What you should do
Somewhere below is a line with "- Added cluster" and, later, a line with "- HBase root"; repeat those two lines and all the lines between them, exactly as they are.

** Records for processing follows **

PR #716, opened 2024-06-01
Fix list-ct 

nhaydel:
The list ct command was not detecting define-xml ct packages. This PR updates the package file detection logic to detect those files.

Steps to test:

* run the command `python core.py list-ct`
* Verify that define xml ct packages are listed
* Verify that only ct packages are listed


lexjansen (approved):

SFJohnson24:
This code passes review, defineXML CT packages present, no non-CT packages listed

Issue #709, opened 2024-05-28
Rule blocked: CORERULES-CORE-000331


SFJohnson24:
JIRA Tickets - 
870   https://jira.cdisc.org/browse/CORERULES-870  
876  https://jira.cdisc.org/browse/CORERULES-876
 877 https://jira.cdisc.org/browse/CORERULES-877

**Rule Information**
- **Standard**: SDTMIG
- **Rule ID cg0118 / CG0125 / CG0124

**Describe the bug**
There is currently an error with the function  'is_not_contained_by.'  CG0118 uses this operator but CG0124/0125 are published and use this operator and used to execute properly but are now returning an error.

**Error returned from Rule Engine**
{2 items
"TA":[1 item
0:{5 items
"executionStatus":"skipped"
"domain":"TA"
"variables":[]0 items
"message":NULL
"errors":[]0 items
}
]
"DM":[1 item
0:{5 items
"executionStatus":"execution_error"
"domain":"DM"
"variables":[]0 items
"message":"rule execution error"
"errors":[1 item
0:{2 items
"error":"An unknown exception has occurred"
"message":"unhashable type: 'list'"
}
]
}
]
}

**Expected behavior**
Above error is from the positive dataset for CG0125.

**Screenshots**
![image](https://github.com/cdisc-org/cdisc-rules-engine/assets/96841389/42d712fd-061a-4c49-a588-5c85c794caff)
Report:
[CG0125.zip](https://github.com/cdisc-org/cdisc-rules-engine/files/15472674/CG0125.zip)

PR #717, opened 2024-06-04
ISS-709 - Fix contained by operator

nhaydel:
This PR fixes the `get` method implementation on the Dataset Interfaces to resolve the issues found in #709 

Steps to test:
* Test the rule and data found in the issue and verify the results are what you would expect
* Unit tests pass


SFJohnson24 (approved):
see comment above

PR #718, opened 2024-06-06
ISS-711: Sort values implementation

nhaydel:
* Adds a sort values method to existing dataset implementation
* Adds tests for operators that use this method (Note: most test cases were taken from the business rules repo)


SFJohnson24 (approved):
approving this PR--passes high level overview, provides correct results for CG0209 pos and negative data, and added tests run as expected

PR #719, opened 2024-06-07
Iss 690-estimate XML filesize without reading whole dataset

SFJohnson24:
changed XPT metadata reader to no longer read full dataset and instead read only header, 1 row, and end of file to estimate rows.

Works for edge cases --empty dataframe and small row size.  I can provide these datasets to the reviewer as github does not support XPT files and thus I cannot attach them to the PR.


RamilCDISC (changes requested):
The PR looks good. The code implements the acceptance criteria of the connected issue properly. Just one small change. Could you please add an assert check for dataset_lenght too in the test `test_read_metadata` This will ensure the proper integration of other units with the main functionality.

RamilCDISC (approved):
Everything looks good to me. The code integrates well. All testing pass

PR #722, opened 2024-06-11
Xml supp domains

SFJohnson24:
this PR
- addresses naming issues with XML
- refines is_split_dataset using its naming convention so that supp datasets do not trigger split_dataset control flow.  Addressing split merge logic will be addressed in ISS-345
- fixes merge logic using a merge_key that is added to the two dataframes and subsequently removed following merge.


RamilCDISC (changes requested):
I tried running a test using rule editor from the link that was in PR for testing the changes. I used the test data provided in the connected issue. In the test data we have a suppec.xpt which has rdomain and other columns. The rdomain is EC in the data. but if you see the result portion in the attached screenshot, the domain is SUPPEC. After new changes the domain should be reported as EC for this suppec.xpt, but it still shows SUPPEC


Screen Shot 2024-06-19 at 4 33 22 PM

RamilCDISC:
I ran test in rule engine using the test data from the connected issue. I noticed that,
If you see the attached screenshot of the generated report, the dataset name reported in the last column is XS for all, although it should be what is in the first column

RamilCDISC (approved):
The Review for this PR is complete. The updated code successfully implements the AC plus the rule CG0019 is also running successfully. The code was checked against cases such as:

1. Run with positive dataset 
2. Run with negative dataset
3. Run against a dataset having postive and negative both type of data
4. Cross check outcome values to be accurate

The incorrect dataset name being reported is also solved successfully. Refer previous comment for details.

** End of Records for processing **
** Records for processing follows **

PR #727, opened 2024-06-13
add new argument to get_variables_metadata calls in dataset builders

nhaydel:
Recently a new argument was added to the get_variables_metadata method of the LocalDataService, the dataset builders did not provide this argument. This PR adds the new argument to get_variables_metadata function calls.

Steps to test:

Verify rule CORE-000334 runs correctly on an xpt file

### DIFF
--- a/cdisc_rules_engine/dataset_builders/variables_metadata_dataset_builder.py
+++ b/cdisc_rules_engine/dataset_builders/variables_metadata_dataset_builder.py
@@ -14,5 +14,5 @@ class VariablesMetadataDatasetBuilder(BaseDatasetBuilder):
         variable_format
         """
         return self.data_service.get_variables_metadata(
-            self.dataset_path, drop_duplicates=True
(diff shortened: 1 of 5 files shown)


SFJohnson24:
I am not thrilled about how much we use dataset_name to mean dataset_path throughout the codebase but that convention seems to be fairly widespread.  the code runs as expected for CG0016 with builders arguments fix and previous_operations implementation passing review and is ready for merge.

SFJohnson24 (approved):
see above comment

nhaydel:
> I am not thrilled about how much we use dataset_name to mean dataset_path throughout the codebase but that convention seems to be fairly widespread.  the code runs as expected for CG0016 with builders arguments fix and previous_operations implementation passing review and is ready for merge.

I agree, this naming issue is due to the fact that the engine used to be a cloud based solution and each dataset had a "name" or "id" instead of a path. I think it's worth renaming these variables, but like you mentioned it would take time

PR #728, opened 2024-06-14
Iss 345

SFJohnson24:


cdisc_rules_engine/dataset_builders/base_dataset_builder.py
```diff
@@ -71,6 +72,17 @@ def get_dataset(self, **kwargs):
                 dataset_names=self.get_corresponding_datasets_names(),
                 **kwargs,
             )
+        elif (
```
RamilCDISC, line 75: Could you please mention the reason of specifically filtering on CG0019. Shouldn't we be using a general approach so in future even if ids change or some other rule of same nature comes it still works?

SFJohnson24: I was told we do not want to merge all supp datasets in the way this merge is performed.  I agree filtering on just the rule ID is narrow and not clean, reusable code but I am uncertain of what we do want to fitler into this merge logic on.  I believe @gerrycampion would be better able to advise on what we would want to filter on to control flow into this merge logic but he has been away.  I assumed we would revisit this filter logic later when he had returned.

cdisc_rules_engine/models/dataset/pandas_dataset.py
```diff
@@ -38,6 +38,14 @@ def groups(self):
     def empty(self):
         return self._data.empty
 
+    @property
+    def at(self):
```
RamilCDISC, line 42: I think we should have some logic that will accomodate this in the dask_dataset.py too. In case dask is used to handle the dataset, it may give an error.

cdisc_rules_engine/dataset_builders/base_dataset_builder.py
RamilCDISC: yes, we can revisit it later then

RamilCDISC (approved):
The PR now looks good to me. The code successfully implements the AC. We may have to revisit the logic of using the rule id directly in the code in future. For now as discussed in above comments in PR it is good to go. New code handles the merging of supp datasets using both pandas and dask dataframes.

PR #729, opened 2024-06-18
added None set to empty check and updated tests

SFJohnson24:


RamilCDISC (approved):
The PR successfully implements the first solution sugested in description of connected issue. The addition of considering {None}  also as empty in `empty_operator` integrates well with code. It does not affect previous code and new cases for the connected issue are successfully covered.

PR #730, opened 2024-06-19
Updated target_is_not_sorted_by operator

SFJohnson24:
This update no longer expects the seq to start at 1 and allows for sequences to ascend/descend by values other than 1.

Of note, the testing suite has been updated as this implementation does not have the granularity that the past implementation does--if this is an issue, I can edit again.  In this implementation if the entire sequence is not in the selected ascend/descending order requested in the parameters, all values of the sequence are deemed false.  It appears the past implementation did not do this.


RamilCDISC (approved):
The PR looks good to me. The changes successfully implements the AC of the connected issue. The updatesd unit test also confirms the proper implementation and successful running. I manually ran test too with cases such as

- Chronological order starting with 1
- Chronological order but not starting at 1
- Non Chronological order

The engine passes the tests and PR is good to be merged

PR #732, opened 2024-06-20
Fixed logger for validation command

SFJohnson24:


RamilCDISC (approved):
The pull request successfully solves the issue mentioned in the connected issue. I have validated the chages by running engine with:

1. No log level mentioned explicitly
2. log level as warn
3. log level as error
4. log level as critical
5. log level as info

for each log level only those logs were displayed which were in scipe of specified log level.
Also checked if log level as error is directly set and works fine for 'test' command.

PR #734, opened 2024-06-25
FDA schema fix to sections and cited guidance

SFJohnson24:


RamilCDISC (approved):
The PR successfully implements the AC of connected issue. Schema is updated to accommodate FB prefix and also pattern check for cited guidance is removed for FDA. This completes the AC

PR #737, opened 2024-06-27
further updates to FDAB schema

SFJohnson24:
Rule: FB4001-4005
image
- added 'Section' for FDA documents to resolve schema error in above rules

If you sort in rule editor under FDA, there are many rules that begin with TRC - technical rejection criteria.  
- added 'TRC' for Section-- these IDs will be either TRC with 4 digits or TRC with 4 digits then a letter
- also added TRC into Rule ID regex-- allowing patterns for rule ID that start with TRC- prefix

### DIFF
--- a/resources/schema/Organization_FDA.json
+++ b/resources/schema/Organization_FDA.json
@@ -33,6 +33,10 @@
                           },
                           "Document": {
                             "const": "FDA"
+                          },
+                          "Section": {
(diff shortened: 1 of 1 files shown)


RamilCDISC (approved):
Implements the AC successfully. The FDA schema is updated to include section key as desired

** End of Records for processing **
** Records for processing follows **

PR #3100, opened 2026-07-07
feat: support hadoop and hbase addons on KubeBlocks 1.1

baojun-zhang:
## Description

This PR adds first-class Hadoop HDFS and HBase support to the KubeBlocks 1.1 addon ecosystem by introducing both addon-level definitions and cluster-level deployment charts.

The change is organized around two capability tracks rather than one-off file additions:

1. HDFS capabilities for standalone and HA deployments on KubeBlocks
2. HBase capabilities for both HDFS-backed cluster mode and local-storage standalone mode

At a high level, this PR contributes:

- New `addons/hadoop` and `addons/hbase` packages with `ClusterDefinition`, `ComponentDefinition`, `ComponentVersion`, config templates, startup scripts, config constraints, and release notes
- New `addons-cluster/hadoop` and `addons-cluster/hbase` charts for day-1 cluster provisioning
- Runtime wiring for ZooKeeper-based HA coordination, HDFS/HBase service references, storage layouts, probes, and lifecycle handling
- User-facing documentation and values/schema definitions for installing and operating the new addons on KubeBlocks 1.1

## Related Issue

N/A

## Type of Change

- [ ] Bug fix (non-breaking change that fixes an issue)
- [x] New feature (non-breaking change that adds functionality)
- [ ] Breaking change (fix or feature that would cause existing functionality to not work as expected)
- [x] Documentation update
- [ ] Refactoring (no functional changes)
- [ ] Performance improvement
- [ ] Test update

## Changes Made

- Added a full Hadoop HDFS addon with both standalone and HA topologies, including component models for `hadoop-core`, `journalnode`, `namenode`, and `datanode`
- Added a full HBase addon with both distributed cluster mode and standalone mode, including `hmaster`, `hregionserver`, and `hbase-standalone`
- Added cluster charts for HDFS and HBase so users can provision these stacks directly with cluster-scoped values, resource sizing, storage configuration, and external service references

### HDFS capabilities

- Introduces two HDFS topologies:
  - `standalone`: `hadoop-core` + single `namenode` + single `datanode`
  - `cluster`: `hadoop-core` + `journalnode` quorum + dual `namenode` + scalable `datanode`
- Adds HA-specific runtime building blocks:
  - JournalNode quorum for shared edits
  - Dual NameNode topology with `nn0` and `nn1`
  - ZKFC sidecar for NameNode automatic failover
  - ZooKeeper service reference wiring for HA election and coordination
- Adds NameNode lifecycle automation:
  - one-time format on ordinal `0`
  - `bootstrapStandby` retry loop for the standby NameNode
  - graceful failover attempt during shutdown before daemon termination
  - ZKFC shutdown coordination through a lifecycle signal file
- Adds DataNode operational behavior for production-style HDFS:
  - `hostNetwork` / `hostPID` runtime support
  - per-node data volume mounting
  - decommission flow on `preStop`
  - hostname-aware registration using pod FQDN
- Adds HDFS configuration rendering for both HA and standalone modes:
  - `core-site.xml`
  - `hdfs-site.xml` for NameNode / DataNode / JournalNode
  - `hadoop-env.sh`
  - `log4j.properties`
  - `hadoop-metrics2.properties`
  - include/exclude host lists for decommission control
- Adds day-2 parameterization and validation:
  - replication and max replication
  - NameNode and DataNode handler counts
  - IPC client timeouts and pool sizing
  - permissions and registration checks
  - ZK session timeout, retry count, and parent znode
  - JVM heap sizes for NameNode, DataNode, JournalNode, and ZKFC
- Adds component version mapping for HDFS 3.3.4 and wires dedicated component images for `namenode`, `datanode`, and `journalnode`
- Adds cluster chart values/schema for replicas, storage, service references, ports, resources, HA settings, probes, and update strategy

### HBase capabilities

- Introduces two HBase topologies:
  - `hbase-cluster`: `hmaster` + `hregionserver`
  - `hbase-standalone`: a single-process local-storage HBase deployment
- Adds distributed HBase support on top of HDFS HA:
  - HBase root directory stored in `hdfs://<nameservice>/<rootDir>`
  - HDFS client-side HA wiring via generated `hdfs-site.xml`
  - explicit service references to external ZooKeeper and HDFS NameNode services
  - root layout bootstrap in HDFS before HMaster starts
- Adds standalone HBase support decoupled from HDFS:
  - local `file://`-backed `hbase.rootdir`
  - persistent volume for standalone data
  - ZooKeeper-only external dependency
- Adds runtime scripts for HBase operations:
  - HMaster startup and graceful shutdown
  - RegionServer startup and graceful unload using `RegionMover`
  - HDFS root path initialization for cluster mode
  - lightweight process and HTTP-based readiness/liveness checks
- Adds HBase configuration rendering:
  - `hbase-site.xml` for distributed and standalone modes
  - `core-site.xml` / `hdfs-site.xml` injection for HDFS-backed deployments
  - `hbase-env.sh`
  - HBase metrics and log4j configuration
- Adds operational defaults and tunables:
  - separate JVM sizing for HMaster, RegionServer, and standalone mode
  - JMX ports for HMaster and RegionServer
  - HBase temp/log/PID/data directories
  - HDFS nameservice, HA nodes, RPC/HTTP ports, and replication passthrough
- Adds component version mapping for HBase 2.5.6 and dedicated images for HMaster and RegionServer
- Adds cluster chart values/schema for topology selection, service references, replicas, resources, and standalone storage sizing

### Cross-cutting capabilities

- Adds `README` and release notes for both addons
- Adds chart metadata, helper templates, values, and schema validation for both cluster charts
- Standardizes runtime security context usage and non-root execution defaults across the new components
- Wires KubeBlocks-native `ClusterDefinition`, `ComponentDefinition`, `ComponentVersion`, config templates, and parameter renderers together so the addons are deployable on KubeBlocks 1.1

** End of Records for processing **

Answer to the exercise
- Added cluster charts for HDFS and HBase so users can provision these stacks directly with cluster-scoped values, resource sizing, storage configuration, and external service references

### HDFS capabilities

- Introduces two HDFS topologies:
  - `standalone`: `hadoop-core` + single `namenode` + single `datanode`
  - `cluster`: `hadoop-core` + `journalnode` quorum + dual `namenode` + scalable `datanode`
- Adds HA-specific runtime building blocks:
  - JournalNode quorum for shared edits
  - Dual NameNode topology with `nn0` and `nn1`
  - ZKFC sidecar for NameNode automatic failover
  - ZooKeeper service reference wiring for HA election and coordination
- Adds NameNode lifecycle automation:
  - one-time format on ordinal `0`
  - `bootstrapStandby` retry loop for the standby NameNode
  - graceful failover attempt during shutdown before daemon termination
  - ZKFC shutdown coordination through a lifecycle signal file
- Adds DataNode operational behavior for production-style HDFS:
  - `hostNetwork` / `hostPID` runtime support
  - per-node data volume mounting
  - decommission flow on `preStop`
  - hostname-aware registration using pod FQDN
- Adds HDFS configuration rendering for both HA and standalone modes:
  - `core-site.xml`
  - `hdfs-site.xml` for NameNode / DataNode / JournalNode
  - `hadoop-env.sh`
  - `log4j.properties`
  - `hadoop-metrics2.properties`
  - include/exclude host lists for decommission control
- Adds day-2 parameterization and validation:
  - replication and max replication
  - NameNode and DataNode handler counts
  - IPC client timeouts and pool sizing
  - permissions and registration checks
  - ZK session timeout, retry count, and parent znode
  - JVM heap sizes for NameNode, DataNode, JournalNode, and ZKFC
- Adds component version mapping for HDFS 3.3.4 and wires dedicated component images for `namenode`, `datanode`, and `journalnode`
- Adds cluster chart values/schema for replicas, storage, service references, ports, resources, HA settings, probes, and update strategy

### HBase capabilities

- Introduces two HBase topologies:
  - `hbase-cluster`: `hmaster` + `hregionserver`
  - `hbase-standalone`: a single-process local-storage HBase deployment
- Adds distributed HBase support on top of HDFS HA:
  - HBase root directory stored in `hdfs://<nameservice>/<rootDir>`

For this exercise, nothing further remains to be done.